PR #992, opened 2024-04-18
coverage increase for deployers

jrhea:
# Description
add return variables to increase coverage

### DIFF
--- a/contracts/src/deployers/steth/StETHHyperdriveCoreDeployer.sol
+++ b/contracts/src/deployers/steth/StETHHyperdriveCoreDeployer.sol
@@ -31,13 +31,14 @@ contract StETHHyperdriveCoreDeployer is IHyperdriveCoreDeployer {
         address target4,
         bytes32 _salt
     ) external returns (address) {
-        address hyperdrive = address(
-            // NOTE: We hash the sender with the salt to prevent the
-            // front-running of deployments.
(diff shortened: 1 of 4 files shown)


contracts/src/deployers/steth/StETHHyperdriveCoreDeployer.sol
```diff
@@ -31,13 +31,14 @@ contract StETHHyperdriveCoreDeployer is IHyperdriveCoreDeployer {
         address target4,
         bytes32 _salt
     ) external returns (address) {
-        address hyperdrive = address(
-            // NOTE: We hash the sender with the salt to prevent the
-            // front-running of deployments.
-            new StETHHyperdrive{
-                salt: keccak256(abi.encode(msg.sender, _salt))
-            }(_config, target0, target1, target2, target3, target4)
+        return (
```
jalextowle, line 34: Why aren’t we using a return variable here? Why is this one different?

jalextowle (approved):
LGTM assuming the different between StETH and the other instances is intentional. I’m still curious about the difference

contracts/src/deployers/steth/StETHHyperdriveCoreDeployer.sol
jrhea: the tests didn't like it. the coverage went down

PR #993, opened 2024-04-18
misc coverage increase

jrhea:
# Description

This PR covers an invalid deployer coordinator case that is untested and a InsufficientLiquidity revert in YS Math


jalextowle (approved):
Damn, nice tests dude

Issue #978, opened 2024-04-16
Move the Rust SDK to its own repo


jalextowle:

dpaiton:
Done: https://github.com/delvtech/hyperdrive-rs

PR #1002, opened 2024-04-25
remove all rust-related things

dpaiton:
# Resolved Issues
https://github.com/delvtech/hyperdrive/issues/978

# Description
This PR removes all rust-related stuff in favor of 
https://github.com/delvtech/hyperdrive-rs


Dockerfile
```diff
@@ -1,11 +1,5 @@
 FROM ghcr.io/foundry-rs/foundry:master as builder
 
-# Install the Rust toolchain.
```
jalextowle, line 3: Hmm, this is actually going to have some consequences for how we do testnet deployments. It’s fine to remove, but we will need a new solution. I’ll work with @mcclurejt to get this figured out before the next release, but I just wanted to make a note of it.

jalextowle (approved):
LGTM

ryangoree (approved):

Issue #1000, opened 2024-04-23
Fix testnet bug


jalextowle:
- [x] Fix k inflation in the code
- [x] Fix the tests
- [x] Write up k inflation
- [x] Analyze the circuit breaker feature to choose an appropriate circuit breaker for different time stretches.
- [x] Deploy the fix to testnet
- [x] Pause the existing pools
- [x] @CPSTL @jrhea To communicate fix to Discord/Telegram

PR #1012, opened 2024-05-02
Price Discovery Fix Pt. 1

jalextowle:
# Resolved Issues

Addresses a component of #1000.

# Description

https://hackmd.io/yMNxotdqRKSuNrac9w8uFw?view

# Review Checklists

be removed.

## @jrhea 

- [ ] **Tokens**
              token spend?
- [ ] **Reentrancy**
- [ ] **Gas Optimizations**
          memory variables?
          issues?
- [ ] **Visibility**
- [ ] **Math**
--
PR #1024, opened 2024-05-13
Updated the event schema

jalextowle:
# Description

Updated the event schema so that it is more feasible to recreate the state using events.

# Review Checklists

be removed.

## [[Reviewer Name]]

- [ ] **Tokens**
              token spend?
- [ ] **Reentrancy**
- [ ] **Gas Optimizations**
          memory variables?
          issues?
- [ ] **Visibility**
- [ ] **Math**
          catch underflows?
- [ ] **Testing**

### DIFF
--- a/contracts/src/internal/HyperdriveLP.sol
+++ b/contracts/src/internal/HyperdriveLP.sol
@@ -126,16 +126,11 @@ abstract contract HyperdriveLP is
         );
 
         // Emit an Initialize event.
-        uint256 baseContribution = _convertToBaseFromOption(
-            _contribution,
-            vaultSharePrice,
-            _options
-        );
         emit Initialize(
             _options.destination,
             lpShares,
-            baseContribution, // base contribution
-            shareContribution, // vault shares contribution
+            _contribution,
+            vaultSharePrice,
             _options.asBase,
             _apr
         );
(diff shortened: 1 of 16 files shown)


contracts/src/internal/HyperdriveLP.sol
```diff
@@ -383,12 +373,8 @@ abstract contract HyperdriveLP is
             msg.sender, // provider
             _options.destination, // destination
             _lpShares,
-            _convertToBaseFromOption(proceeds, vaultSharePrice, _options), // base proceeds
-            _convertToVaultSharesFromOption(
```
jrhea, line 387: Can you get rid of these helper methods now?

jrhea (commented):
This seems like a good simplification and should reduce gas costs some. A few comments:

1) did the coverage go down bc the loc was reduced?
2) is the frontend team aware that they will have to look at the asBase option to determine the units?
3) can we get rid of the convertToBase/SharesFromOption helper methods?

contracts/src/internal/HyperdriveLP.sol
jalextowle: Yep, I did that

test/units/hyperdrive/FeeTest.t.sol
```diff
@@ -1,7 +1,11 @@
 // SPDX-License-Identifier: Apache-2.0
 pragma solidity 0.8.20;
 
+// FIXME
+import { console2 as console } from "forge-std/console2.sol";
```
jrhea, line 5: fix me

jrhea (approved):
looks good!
---
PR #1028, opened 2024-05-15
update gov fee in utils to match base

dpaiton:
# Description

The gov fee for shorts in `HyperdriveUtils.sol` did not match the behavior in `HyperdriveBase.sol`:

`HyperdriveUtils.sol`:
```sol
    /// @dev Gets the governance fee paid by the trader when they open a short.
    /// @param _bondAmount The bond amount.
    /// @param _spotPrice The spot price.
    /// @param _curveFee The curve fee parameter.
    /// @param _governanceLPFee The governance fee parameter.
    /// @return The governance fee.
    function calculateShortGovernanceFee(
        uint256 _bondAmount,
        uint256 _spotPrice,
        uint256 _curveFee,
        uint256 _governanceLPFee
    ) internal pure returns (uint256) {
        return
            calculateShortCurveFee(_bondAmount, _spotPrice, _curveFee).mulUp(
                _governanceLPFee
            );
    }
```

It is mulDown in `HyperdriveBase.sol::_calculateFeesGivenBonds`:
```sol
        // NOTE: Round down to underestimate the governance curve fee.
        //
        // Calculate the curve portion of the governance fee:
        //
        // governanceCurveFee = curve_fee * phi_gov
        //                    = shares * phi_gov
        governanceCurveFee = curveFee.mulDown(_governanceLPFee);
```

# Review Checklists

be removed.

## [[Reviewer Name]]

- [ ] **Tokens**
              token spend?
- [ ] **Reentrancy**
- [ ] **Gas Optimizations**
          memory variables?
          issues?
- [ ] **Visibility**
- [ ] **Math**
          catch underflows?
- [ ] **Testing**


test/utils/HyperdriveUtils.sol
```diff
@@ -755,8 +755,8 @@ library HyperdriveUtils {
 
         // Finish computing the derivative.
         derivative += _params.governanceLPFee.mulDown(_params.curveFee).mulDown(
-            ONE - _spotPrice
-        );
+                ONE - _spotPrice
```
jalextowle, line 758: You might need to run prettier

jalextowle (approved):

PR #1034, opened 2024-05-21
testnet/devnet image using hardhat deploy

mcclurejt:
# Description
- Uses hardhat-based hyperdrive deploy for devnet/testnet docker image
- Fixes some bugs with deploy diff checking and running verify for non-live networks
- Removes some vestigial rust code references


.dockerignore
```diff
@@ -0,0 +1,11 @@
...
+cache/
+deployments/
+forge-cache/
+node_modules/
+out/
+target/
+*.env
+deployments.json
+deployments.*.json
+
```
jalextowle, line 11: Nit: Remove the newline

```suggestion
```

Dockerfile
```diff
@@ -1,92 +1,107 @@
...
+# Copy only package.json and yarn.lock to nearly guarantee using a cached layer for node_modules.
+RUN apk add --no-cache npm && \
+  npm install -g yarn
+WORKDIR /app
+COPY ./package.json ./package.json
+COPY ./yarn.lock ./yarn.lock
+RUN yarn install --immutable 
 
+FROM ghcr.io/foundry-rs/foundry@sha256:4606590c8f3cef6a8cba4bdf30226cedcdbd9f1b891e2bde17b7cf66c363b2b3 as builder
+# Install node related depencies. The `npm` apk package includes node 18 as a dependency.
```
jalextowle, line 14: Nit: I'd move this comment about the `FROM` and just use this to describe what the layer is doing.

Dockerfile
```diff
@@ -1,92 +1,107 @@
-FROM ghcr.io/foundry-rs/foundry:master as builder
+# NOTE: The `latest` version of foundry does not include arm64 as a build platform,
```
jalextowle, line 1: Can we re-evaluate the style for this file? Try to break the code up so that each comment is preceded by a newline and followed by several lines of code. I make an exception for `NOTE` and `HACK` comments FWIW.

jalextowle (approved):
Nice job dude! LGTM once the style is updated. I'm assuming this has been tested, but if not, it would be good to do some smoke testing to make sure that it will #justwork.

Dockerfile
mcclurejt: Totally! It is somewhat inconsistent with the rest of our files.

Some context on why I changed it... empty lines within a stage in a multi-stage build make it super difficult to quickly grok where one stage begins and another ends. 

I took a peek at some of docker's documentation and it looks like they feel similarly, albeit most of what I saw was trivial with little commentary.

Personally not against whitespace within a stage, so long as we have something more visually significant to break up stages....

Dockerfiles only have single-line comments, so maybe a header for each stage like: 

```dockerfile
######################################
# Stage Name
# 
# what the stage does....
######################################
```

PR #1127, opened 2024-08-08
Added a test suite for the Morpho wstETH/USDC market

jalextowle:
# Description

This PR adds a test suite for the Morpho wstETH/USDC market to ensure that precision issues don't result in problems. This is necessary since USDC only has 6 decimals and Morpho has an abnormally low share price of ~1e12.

▸ What the exercise asks: Return each line above where the word "lock" shows up.

▸ Written answer:
+# Copy only package.json and yarn.lock to nearly guarantee using a cached layer for node_modules.
+COPY ./yarn.lock ./yarn.lock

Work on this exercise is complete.